For the Yankees, it is a long cycle. The 1960s and 70s were successful, followed by a drop into the lean years of the 1980s. It picked back up in the 1990s and the 2000s like we all witnessed. It started to go down in the 2010s but is now rebounding, led by Aaron Judge and company. The Yankees cycle is more like an oval, with more time at the top than the bottom, but it is still a cycle.

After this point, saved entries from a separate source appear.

PR #2917, opened 2019-01-28
Update CI Docker image

brianhelba:
* Fetch CMake from GitHub when building CI Docker image
* Install Yarn in CI docker image

GitHub is now the official location for new CMake releases and should have higher availability  then the existing cmake.org servers. Yarn can be useful as a tool for downstreams building CI on Girder's stack.


brianhelba:
@girder/developers PTAL.

Issue #1232, opened 2017-03-28
Can't specify RequestPayer option in S3\ObjectCopier


AntoineWattier:
### Description

I came across an issue when trying to use the `ObjectCopier` with the `RequestPayer`option or any options in general.

### How to reproduce
 - one `source` bucket with the request payer option turned on and a random `file`on it
 - one `destination` bucket 

Try to copy one file from `source` to `destination` with the `ObjectCopier` class:

```php
$promise = new \Aws\S3\ObjectCopier(
    $s3Client,
    array(
        'Bucket' => 'source',
        'Key' => 'file',
    ),
    array(
        'Bucket' => 'destination',
        'Key' => 'file',
    ),
    'private',
    array(
        'RequestPayer' => 'requester',
    )
);

$promise->copy();
```
This will result in: 
```
Error executing "HeadObject" on "https://s3.amazonaws.com/source/file";
AWS HTTP error: Client error: `HEAD https://s3.amazonaws.com/source/file` resulted in a `403 Forbidden` response
```

Without the `RequestPayer` option the copy works perfectly.

### Why is it happening? 
The issue come from the fact that `ObjectCopier` doesn't specify options in the `HeadObject` call to retrieve the file metadata cf. https://github.com/aws/aws-sdk-php/blob/master/src/S3/ObjectCopier.php#L80

### Other related issue
Going further if we specify the options in the `HeadObject` call a simple copy will work, but not the Multipart one: 

```php
$promise = new \Aws\S3\ObjectCopier(
    $s3Client,
    array(
        'Bucket' => 'source',
        'Key' => 'largefile', // 10M file
    ),
    array(
        'Bucket' => 'destination',
        'Key' => 'largefile',
    ),
    'private',
    array(
         'RequestPayer' => 'requester',
         'mup_threshold' => 8388608 // 8M threshold
    )
);

$promise->copy();
```
This one will result in:
```
ERROR: An exception occurred while uploading parts to a multipart upload. The following parts had errors:
- Part 1: Error executing "UploadPartCopy" on "https://s3.amazonaws.com/destination/largefile?partNumber=1&uploadId=foo"; 
AWS HTTP error: Client error: `PUT https://s3.amazonaws.com/destination/largefile?partNumber=1&uploadId=foo` resulted in a `403 Forbidden` response
```
One more time options are not included in the commands (`UploadPartCopy` this time)
[...]

PR #1238, opened 2017-04-03
Allow request options in S3/ObjectCopier

AntoineWattier:
This PR attempts to fix https://github.com/aws/aws-sdk-php/issues/1232

`ObjectCopier` doesn't handle any option you specify.

A simple use case to reproduce this issue is to use `IfUnmodifiedSince` option with a big value(`-1000 days` for example) and see the SDK doesn't fail at the first Head request like he should do.

The changes brought by this PR are pretty simple and shouldn't affect anything else.
I decided to not validate the options to because I don't think we really need it.

Let me know what I need to do any modifications

### DIFF
--- a/src/S3/MultipartCopy.php
+++ b/src/S3/MultipartCopy.php
@@ -13,6 +13,8 @@ class MultipartCopy extends AbstractUploadManager
     private $source;
     /** @var ResultInterface */
     private $sourceMetadata;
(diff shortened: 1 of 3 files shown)


kstich:
Closing this PR due to age since response. Additionally, an update to functionality for #1232 will be included with the updates for #1312.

It’s not often, however, that a manager or a coach gets the opportunity to live that entire cycle. Typically the manager that is doing the losing says around for less time than the winning manager. It’s just logical. The successful one stays and the unsuccessful one is fired. In the case of Joe Girardi, however, he actually replicated the beginning and the end of the previous cycle. It’s unique so it’s worth pointing out. Let me show you what I mean.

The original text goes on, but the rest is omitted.